Note: Don’t forget the export lines, or PIP will partially build stuff for x64, and partially for x86. That, as you can guess, won’t quite work.

If you forgot the export lines and started building anyway (and the build failed because of the mixed architecture issue I just wrote about), make sure you delete whatever is in /tmp/pip-build-*, so that there won’t be stale object files of inappropriate architecture in there.

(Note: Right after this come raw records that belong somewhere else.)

PR #3, opened 2018-06-08
Add GDS admin styling

irisfaraway:
https://eaflood.atlassian.net/browse/WC-126

We should install and use the standard styling created for admin systems by GDS.


spec/spec_helper.rb
```diff
@@ -54,44 +54,44 @@
   # is tagged with `:focus`, all examples get run. RSpec also provides
   # aliases for `it`, `describe`, and `context` that include `:focus`
   # metadata: `fit`, `fdescribe` and `fcontext`, respectively.
-  config.filter_run_when_matching :focus
+  # config.filter_run_when_matching :focus
```
Cruikshanks: Guess we need to have a chat about this, and also look to agree it across projects. I'm interested to know why the rspec default config has all been commented out? There maybe some that are unneeded but I believe there are a number that are valuable and important to keep.

irisfaraway:
@Cruikshanks Rspec changes reverted in anticipation of the next headbanging meeting 👍

PR #22, opened 2018-07-03
Mount renewals journey in back office

irisfaraway:
https://eaflood.atlassian.net/browse/WC-123

Users should be able to renew via an assisted digital route. The back office should support this.

Now that we have the WasteCarriersEngine, we can mount it in the back office to get the renewals journey.

Once we have the journey working in the app, we can start making any additional changes necessary for the AD process.


irisfaraway:
Ripping out all the user stuff (now provided by the engine) has reduced the total amount of code, which is what is setting CodeClimate off. I vote we merge it anyway.

Cruikshanks:
Oh, and meant to say agree on the codeclimate stuff!

PR #93, opened 2018-08-24
Users can approve or reject based on convictions

irisfaraway:
https://eaflood.atlassian.net/browse/WC-376

After reviewing convictions, a back office user should be able to approve or reject the renewal, and leave a comment explaining the decision.

Approving won't cause the renewal yet (see WC-302) but should update the conviction_sign_off.

Rejecting should change the status of the renewal, but leave the original registration alone.


irisfaraway:
Think https://github.com/DEFRA/waste-carriers-renewals/pull/252 needs to be merged in before this.

PR #95, opened 2018-08-30
Let user continue to renewal after logging in

irisfaraway:
https://eaflood.atlassian.net/browse/WC-448

If a user who isn't logged into the back office attempts to access a renewal, eg at /bo/renew/CBDU1234, they will be asked to log in. However, once they log in, they get redirected to the dashboard instead of the renewal.

This commit fixes this issue by adding the more complex path behaviour from the waste-carriers-front-office, so after logging in, users should be redirected to the resource they originally requested.

### DIFF
--- a/app/controllers/application_controller.rb
+++ b/app/controllers/application_controller.rb
@@ -15,8 +15,14 @@ class ApplicationController < ActionController::Base
     redirect_to bo_path
   end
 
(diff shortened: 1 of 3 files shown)


irisfaraway:
These don't fail locally 🤔 Investigating...

PR #96, opened 2018-08-30
Set up roles for back office users

irisfaraway:

There are a number of different roles in the existing system:

- agency user
- agency user with refund
- finance user
- finance admin
- agency super
- finance super

We need to replicate these in the new back office so we can assign permissions to them.


app/models/ability.rb
```diff
@@ -3,8 +3,67 @@
...
+    permissions_for_finance_admin_user if finance_admin_user?(user)
+    permissions_for_agency_super_user if agency_super_user?(user)
+    permissions_for_finance_super_user if finance_super_user?(user)
+  end
+
+  private
+
+  # Permissions for specific roles
+
+  def permissions_for_agency_user_group
```
Cruikshanks: Any particular reason for having a slightly different naming convention for these users e.g. `agency_user_group` rather than `agency_user`, which would fit more with the names used for other user types.

This will probably also answer my question on `in_agency_user_group?` rather than `agency_user?`

If its because we are trying to stick to the current names, then we can have a conversation because I think they are open for change 😁

irisfaraway: I agree it's a bit wonky. Basically the reason is because `agency_user_with_refund` can do all the things `agency_user` can, and also do refunds. However, since we haven't built any refunds in yet, they're currently the same.

However, when we add in users, we want to distinguish between the ones who should be able to have that refund power and those who should not.

Cruikshanks: I think I get it. So this saves us from having a `permissions_for_agency_refund_user` method which is exactly the same as `permissions_for_agency_user` apart from this one function. In this way we can apply the same permissions for all using `permissions_for_agency_user_group` and then just attach the refund permission to those who need the ability.

irisfaraway: @Cruikshanks Yep, that's the idea :)

PR #97, opened 2018-09-03
Finance users can record electronic bank transfer payment

irisfaraway:

A user with the finance or finance_admin role should be able to record when a bank transfer payment has been received. Recording the receipt of the payment should also update the balance.

This PR should lay the groundwork for recording payments of other types.


irisfaraway:
This is just about done – just awaiting the merger of https://github.com/DEFRA/waste-carriers-renewals/pull/256 so the last test passes.

PR #101, opened 2018-09-05
Back office users can select which type of payment they want to add

irisfaraway:

There are 5 different types of payment which can be manually added. The type of payment a user can add also depends on their role.

Rather than sending the user straight into a form, we first ask them to select which type of payment they want to record, and then direct them to the correct form for that type.


irisfaraway:
Once https://github.com/DEFRA/waste-carriers-back-office/pull/97 is merged in, we should be able to start testing successful submission of the form.

PR #115, opened 2018-09-14
Configure back-office to send emails via SendGrid

irisfaraway:
https://eaflood.atlassian.net/browse/WC-393
https://eaflood.atlassian.net/browse/WC-353
https://eaflood.atlassian.net/browse/WC-354

The engine will be responsible for building emails and triggering when they are sent (see DEFRA/waste-carriers-renewals#261 for implementation of the completed renewal confirmation email). However, as the host applications are sending the emails, they need to be configured to enable this.

### DIFF
--- a/config/environments/production.rb
+++ b/config/environments/production.rb
@@ -87,13 +87,12 @@ Rails.application.configure do
   config.action_mailer.raise_delivery_errors = false
   config.action_mailer.delivery_method = :smtp
 
-  # Default settings are for mailcatcher
   config.action_mailer.smtp_settings = {
     user_name: ENV["WCRS_EMAIL_USERNAME"],
     password: ENV["WCRS_EMAIL_PASSWORD"],
     domain: config.wcrs_back_office_url,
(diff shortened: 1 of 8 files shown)


config/environments/production.rb
```diff
@@ -83,4 +79,22 @@
...
   config.log_formatter = ::Logger::Formatter.new
+
+  # Sending e-mails is required for user management and registration e-mails
+  config.action_mailer.default_url_options = { host: config.wcrs_back_office_url, protocol: "http" }
+
+  # Don't care if the mailer can't send (if set to false)
+  config.action_mailer.raise_delivery_errors = false
+  config.action_mailer.delivery_method = :smtp
+
+  # Default settings are for mailcatcher
```
Cruikshanks: In production can we remove the default settings? Should we forget to set the env vars the error is likely to point more to that, rather than because it failed to send using the credentials provided.

irisfaraway: Fixed!

PR #130, opened 2018-09-25
Better renewal end screens for back office users

irisfaraway:
https://eaflood.atlassian.net/browse/WC-478

Currently the renewal_complete and renewal_received forms show the same content to all users regardless of which app they are mounted in.

Most of the time, this is fine - however, it does cause some problems on these two pages at the end of the renewals journey, as back office users require different links and information.

This relies on https://github.com/DEFRA/waste-carriers-renewals/pull/270


irisfaraway:
Engine updates merged in, so should work now. 👍

PR #141, opened 2018-10-10
Use shared displayable_address method for displaying addresses

irisfaraway:
The `address_lines` method is another example of duplication which can now be replaced by the method added in https://github.com/DEFRA/waste-carriers-renewals/pull/281


irisfaraway:
Note that this won't work until https://github.com/DEFRA/waste-carriers-renewals/pull/281 is merged in and the dependency is updated.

Check out the PIP-installed package works

..$ /opt/Python2.7.4-32bits/bin/python2.7
Python 2.7.4 (default, Apr 26 2013, 16:03:38)
[GCC 4.6.3] on linux2
Type "help", "copyright", "credits" or "license" for more information.
>>> import ssdeep
>>> ssdeep
<module 'ssdeep' from '/opt/Python2.7.4-32bits/lib/python2.7/site-packages/ssdeep.so'>
>>> dir(ssdeep)
['Error', '__all__', '__builtins__', '__doc__', '__file__', '__name__', '__package__', '__test__', '__version__', 'compare', 'hash', 'hash_from_file', 'sys']
>>>

So far so good.

Testing the PIP-installed package in IDA

Since that’s still the goal (though you might have forgotten by now, given the amount of directions above.. 😉 ),
we’ll now try and make use of that PIP-installed package in IDA.

  • ..$ export PYTHONPATH=/opt/Python2.7.4-32bits/lib/python2.7/site-packages:/opt/Python2.7.4-32bits/:$PYTHONPATH
  • ..$ idaq

If all went well, typing import ssdeep in the Python input line should properly, silently, nicely import the package.